The worst part is that it doesn't know when it doesn't know, so makes up a garbage.

pojzon|2 years ago

Now, who is going to mentor real human junior developers? Coz they wont progress by themselves (or not many will).

Whats the initiative for companies to invest into junior developers now ?

Sparkyte|2 years ago

Doubt it will go beyond that either. It is equivalent to a spell checker and a calculator having a baby.

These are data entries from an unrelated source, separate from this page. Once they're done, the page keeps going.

PR #3477, opened 2023-01-14
mention possibility to bundle SQLite

schlamar:
See https://github.com/diesel-rs/diesel/discussions/3255


Mingun:
I think, that adding an example part of toml would be even more useful

schlamar:
https://github.com/diesel-rs/diesel/pull/3478

PR #3496, opened 2023-01-27
Introduce a `--diff-schema` flag for `diesel migration generate`

weiznich:
If that flag is set diesel-cli will compare the current `schema.rs` file against the provided database and generate a corresponding stub for up/down migrations. This feature is not designed to generate perfect migrations all the times, but to generate the "boring" stuff most of the time.

It currently handles:
* Adding/Droping tables
* Adding/Dropping columns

It will take the world by storm and change the way we do things. But it won't change the work that needs to be done. Just the way we consume it.

wseqyrku|2 years ago

Disagee. GPT is a senior and knows it all but doesn't know where to start unless you precisely instruct them what to do.

visarga|2 years ago

> Every post that claimed using ChatGPT to achieve non trivial tasks turned out to have non trivial human intervention.

That means full autonomy reached in 0% of applications. How do we go from 0 to 1? By the way, until we remove the human from the loop the iteration speed is still human speed, and number of AI agents <= number of human assistants.

The productivity boost by current level AI is just 15%, as reported in some papers, percentage of code written by Copilot is about 50% it just helps writing out the easy parts and not much for debugging, designing, releasing, etc which take the bulk of the time, so it's probably back to 15% boost.

MattRix|2 years ago

Ok but this is extremely new tech, all of that stuff will get better over time, and the AI will require less and less intervention.

rapiz|2 years ago

I don't think so. Ultimately there's not enough information in prompts to produce "correct" code. And any attempt to deliver more information will result in a worse programming language, or as it is now, more iterations.